Loki-Astari / JsonBenchmark

Json benchmark based on nativejson-benchmark
Other
25 stars 6 forks source link

Add UTF-8 conformance tests #3

Open nlohmann opened 4 years ago

nlohmann commented 4 years ago

When implementing nlohmann/json, I struggled a lot with the UTF-8 validation. I'm now pretty sure that I will only accept correctly encoded inputs and reject anything else. It would be great to add such tests to the conformance tests, because it makes a difference whether a parser just copies everything between quotes or actually checks whether the strings make sense. This also includes decoding of \uxxxx escapes.

Loki-Astari commented 4 years ago

There is a specific test suite making sure \uxxxx is decoded correctly.

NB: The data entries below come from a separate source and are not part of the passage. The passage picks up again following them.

PR #1381, opened 2024-06-09
Rds/kjw/rule 11 15

KarenWGard:


docs/section11/Rule11-15.md
```diff
@@ -0,0 +1,48 @@
+# ServiceWaterHeating - Rule 11-15
+
+**Schema Version:** 0.0.36  
+**Mandatory Rule:** True  
+**Rule ID:** 11-15  
+
+**Rule Description:** "Service water loads and use shall be the same for both the proposed design and baseline building design and shall be documented by the calculation procedures described in Section 7.4.1.
+Exceptions: 
+(1) ECMs are used to reduce SWH use..
```
claperle, line 9: Suggest using language more in line with the standard

docs/section11/Rule11-15.md
```diff
@@ -0,0 +1,48 @@
...
+- Each SHW use is applicable
+- look at each space in the proposed building: `for space in B_RMD...spaces:`
+  - look at each SWH use in the space, continue to rule logic: `for swh_use_p in space.service_water_heating_uses: CONTINUE TO RULE LOGIC`
+
+    ## Rule Logic:
+    - get the baseline equivalent swh use: `swh_use_b = get_component_by_id(swh_use_p.id, B_RMD)`
+    - create a value to track the rule status: `rule_status = "PASS"`
+    - create a variable to track any notes: `rule_note = """`
+    - check that swh_use_b exists, if it does, continue with rule logic: `if swh_use_b != null:`
+      - check that the use matches by checking that the use, use_units, use_multiplier_schedule, and temperature_at_fixture all match (ARE THERE OTHERS THAT NEED TO MATCH TOO?)
```
claperle, line 31: the temperature of the distributed water shoudl also match

docs/section11/Rule11-15.md
```diff
@@ -0,0 +1,48 @@
...
+      - check use_units, if not equal, set to fail and add a note indicating that the use units are different: `if swh_use_p.use_units != swh_use_b.use_units: rule_status = "FAIL"; rule_note += "Service water heating use units are inconsistent between proposed and baseline models.  "`
```
claperle, line 32: i wonder if this should be undetermined. I think low flow fixture measures are very common and I think it would annoy a lot of projects to always have this fail outcome.

docs/section11/Rule11-15.md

See: https://github.com/Loki-Astari/JsonBenchmark/tree/master/data/validate_string

Each test file has the format:

{Json Array Containing one String}<{whitespace}>{UTF-8 character string expected result}<

There is a separate set of tests the should fail parsing:

See: https://github.com/Loki-Astari/JsonBenchmark/tree/master/data/jsonchecker_fail

Each test here is a JSON object.
This can be an invalid string that should not parse correctly.

nlohmann commented 4 years ago

I saw these tests - I think they are still rather cursory. I was more thinking about tests like those in http://seriot.ch/parsing_json.php (see Sect. 2.5).

Loki-Astari commented 4 years ago

This links to this github repository with 300 tests: https://github.com/nst/JSONTestSuite

If anybody wants to add a way to run these test automatically that would be great.